Алексий машинально перекрестился, а Дмитрий улыбнулся:
— Ну, это, может, и не получится. А если получится, то не вдруг. То есть время, чтобы подготовиться, будет. Но не так уж его много.
— Сыне, неприятные вещи ты говоришь, но игнорировать их, что под одеялом от чертей прятаться. Понял, куда ты клонишь, и вижу теперь устремления твои и место на Москве. Коли соберемся каменные стены ставить — первым пойдешь? Так?

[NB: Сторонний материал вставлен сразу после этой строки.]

PR #389, opened 2018-04-20
Move clone of ci-helpers to script

jamienoss:
If astropy/ci-helpers is needed, it would useful to have the clone
contained as reusable functionality. This function first checks to
see if it has already been cloned before doing so.

### DIFF
--- a/.travis.yml
+++ b/.travis.yml
@@ -47,7 +47,7 @@ matrix:
 
 install:
 
-    - git clone git://github.com/astropy/ci-helpers.git
+    - source scripts/get_ci-helpers.sh
     - source ci-helpers/travis/setup_conda.sh
 
     # We cannot install the developer version of setuptools using pip because
--- a/scripts/README.rst
+++ b/scripts/README.rst
@@ -1,0 +1,8 @@
+Scripts
+=======
+
+This dir is designed to contain only scripts.
+
+Ideally it should contain only those scripts generic and necessary to
+``astropy-helpers``, i.e. ``get_ci-helpers.sh``. Any script less generic, e.g.
+those used for CI, should live elsewhere, e.g. https://github.com/astropy/ci-helpers.
--- a/scripts/get_ci-helpers.sh
+++ b/scripts/get_ci-helpers.sh
@@ -1,0 +1,6 @@
+#!/bin/bash
+
+# Check whethere ci-helpers has already been cloned, if not, clone.
+# Assumes working dir is correct
+
+if [ ! -d "ci-helpers" ]; then git clone --depth 1 git://github.com/astropy/ci-helpers.git; fi


jamienoss:
@bsipocz If you want this, let me know which target ver and I'll add to `CHANGES.rst`.

bsipocz:
@jamienoss - Please don't move it to a separate script. The current structure is shared between all packages in the ecosystem, and while `astropy-helpers` doesn't use the package template, the layout of the CI config files are the same as everywhere else making maintenance and automatic updates, etc. easier.

jamienoss:
@bsipocz 
> Please don't move it to a separate script. The current structure is shared between all packages in the ecosystem, and while astropy-helpers doesn't use the package template, the layout of the CI config files are the same as everywhere else making maintenance and automatic updates, etc. easier.

Ok, but just so that I understand more, this change doesn't break anything, does it? I mean, if it's the calling of the new func/script from `.travis.yml`, then this can be returned to the naked clone that it was before.

The rationale behind wrapping the clone is so that it does a pre-check that would otherwise need to be added manually anytime that anything from `ci-helpers` was needed. This is certainly true for its use with Travis due to the possible overloading of build stages and/or needing it before the `install` stage (where it is currently cloned).

For example, to execute a script from a Travis OSX build, you would need to use the `rvm` workaround ([here](https://github.com/astropy/ci-helpers/blob/master/travis/setup_conda_osx.sh#L3-L10)) so that it doesn't prematurely fail. That `rvm` code should be self-contained (_c.f._ https://github.com/astropy/ci-helpers/pull/291) so that it can be called directly. To do so from `astrop-helpers` requires first obtaining `ci-helpers`. This would need to be done everytime a script was executed as there is no strong assurance that it has already been cloned.

astrofrog:
@jamienoss - I'm :-1: on this change.

> Ok, but just so that I understand more, this change doesn't break anything, does it?

It breaks the assumption that this line is in the Travis file, which we may need to rely on in future if deploying updates to the command.

ci-helpers is intended to be used only in a CI environment, so we know for sure that ci-helpers just needs to be cloned once and only once at the start of the CI process, so we don't need to worry about checking whether it's needed or not. Does this make sense?

jamienoss:
>ci-helpers is intended to be used only in a CI environment, so we know for sure that ci-helpers just needs to be cloned once and only once at the start of the CI process, so we don't need to worry about checking whether it's needed or not. Does this make sense?

The issue here is that it is _not_ being cloned at the _beginning_ of the CI process. It is currently cloned within the `install` stage. The canonical dependency installation stage, as noted by the [Travis docs](https://docs.travis-ci.com/user/installing-dependencies/), is the `before_install` stage.  If anything from `ci-helpers` is required within the `before_install` stage then it will have to be cloned then and there. This then requires a subsequent check, to see if it's already been cloned, from the `install` stage before it tries to clone. Since all of these stages can be overloaded per test, there is no way to globally clone `ci-helpers` once, at the beginning, and be certain that it always has been. Therefore, the pre-check between `before_install` and `install` is true for any stage transition, or per test due to the possibility of stage overloading. Basically, there is no guarenteed _beginning_ of the CI process, it is test dependent.

There are only three(ish) other ways to address this, unwrap the code snippet and use naked everytime it is needed (ugly), constrain the use and overloading of build stages (not a good idea), or move the clone to the `before_install` stage (and add a comment about overloading).

> It breaks the assumption that this line is in the Travis file, which we may need to rely on in future if deploying updates to the command.

The only assumption I see here is the use of `--depth`. If you're arguing that the clone command may need to be changed in the future to be used by something other than a Travis test, this is easily rectified by splitting and tayloring the scripts. For example, this can already be achieved by, instead, adding 2 scripts: `get_ci-helpers.sh` and `get_ci-helpers_for_travis.sh`. The later containing the `--depth 1` and the former not, using `--depth` only as an example here.

I feel that at least something is needed to prevent someone else from inevitably stumbeling in the future. What about just moving it to the `before_install` stage?

bsipocz:
Yes, moving the cloning to the `before_install` is a good workaround for now. But, still, there seem to be too many unnecessary changes, exports. In fact, I fail to see why `before_install` is needed now that stock compilers are used only.

And if we go ahead and decide to test with self build compilers, then that will need to be dealt with in ci-helpers (especially if we start using it in core, etc.) so there won't be any need for `before_install` either. Sadly, I have zero time to deal with any of this any time soon.

jamienoss:
> Moving to the before_install stage would be fine by me - @bsipocz, what do you think?

Cool

> But, still, there seem to be too many unnecessary changes, exports. In fact, I fail to see why before_install is needed now that stock compilers are used only.

I believe you're referring to https://github.com/astropy/astropy-helpers/pull/382 rather than this PR.  Regarding that PR and your comment - `clang` and `gcc` are specified as `CONDA_DEPENDENCIES`, true, however, it is still required that you explicitly state their use as the C compiler via `CC`. The basic rule is that tests should be explicit. So backtracking on the `export`s slightly, the idea is not to use the default `Xcode` compilers. When conda installing `gcc`, the `export` isn't needed as this will overwrite the `Xcode` clang imposter (assuming CC=gcc). When conda installing `clang` it will overwrite Apple's clang so that `export`s not needed (assuming CC=clang). Back-peddling on my backtracking, they are still needed, as you still have two compilers that you explcitly wish to test, i.e. the "assuming"s don't hold. (I'd like to add a clang linux test but don't currently have time to deal with any possible fallout). 

> And if we go ahead and decide to test with self build compilers, then that will need to be dealt with in ci-helpers (especially if we start using it in core, etc.) so there won't be any need for before_install either. Sadly, I have zero time to deal with any of this any time soon.

Isn't the correct use of a Travis build to use the `install` build stage for the installation of the repo package itself and the `before_install` for pre-repo-build installations? Even with custom scripts in `ci-helpers`, they should still be `sourced` by the `before_install` stage, right?

jamienoss:
Closing: moved to #390

bsipocz:
There is no any practical difference between `before_install` and `install` except that they executed after each other. The repo being tested should be built in the `script` section, so a failure there is handled differently than a failure in building the dependencies.

jamienoss:
> There is no any practical difference between before_install and install except that they executed after each other. The repo being tested should be built in the script section, so a failure there is handled differently than a failure in building the dependencies.

Ok, thanks, I get you now.

bsipocz:
No worries. It sometimes have a strange logic, but Travis is still the best configurable and flexible CI provider out there.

— Так, отче, и денег сколько смогу дам. Только проку от меня, пожалуй, немного будет. Тут строители хорошие нужны, да люди, знающие в крепостях толк, — Дмитрий вдруг вспомнил про Иоганна, — есть у меня, правда, один человек, много пользы принести может. А сам я...
— А сам ты недоволен войском нашим. И хочешь его улучшить. Так?
— Вот это в самую точку, отче! Войско надо настоящее ладить. И тут я, может, пригожусь.
— Исполать тебе, сыне, исполать... Только повторяю: не вздумай князя преждевременно увлечь. Войско нам нужно пока лишь, чтобы своим, русским, пальцем грозить. Князь должен понять, что на татар замахиваться нельзя. И из этого исходить в своей политике.
— Отче, я пальцем грозить не умею. И мне политику не делать.
— Вот именно, что не делать! То есть делать, но не тебе. Так ты смотри, тому, кто делает, ножку не подставь, — и посмотрел своим строгим и одновременно ласковым взором прямо в глаза: — Понял ли?!
Дмитрий засмеялся:
— Понял тебя, отче. Хорошо! Улыбнулся и Алексий:
— Что хорошо?
— Когда все понятно. Когда не крутят, не темнят, а прямо, без хитростей всяких, уловок... Не привык я. Хорошо!
— Ну и слава Богу! Ступай с миром.
Дмитрий ушел, а митрополит, заглядевшись ему в след, крепко задумался. «Парень хорош, остер! Но своенравен и самоуверен. Такой много пользы принести может. Если куда надо бить станет. Если же нет, таких дров наломает! В общем, еще одна головная боль. Князь молод, податлив... И если б он только тебя слушал. А то подвернется вот такой, скажет: пойдем татар бить! — и кинется мой князь, веревкой не удержишь. И схлопочет! Нет, этого от князя куда-нибудь подальше!.. А вот врезал бы он кому из соседей, коль в бою искусен! Хорошо бы! А то ведь действительно Москвы никто не боится. Денег ее боятся, татар, за спиной ее стоящих. Вот если б ее самое! Ну а если он врежет? Тогда уж мне точно князя в узде не удержать! Истинно, головная боль, да еще какая!»